Top of DATA FOR ANALYSIS
PR #3094, opened 2026-07-14
fix: missing noreply email for resend

dguyen:
## Description

Fix issue where resend transport does not support headers and no-reply settings.

## Changes

- Bump @documenso/nodemailer-resend
- Bump nodemailer to match peer dep for @documenso/nodemailer-resend


roshboi (approved):
lgtm

PR #3101, opened 2026-07-16
fix: use document title for single-item envelope downloads (#3096)

### LINKED ISSUE #3096: Document download filename uses the envelope item title (template name) instead of the document title
### Issue Description

Downloading a document from the **Download Files** dialog names the saved file after the **envelope item** title, not the **document (envelope)** title.

The envelope item title is set when the item is created and is **never updated afterwards**:

- Renaming a document updates `envelope.title` only — envelope item titles are left untouched.
- A document generated from a template inherits the **template's** item title.

So any renamed document — and in particular a document generated from a template and given a custom title — downloads with a filename that no longer matches the document's title. For template-generated documents this surfaces as "the download is named after the template".

This is inconsistent with every other document-level download (bulk document PDF, audit log, signing certificate), which all use `envelope.title`.

### Steps to Reproduce

1. Create a template containing a single PDF (e.g. template titled `Agency Agreement Template`).
2. Create a document from that template.
3. Rename the document to a custom title, e.g. `Wilson_Management and Agency Agreement`.
4. Complete signing so the document is `COMPLETED`.
5. Open the **Download** dialog and click **Signed**.

Observed: the downloaded file is named after the template's item title, not `Wilson_Management and Agency Agreement`. The dialog's file list also shows the stale item title.

This also reproduces **without templates**:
Bottom of DATA FOR ANALYSIS
* WHAT IS EXPECTED *
Looking at the records above, work out how many lines include the string "nodemailer". Give the number and nothing else.

* FINISHED EXERCISE *
2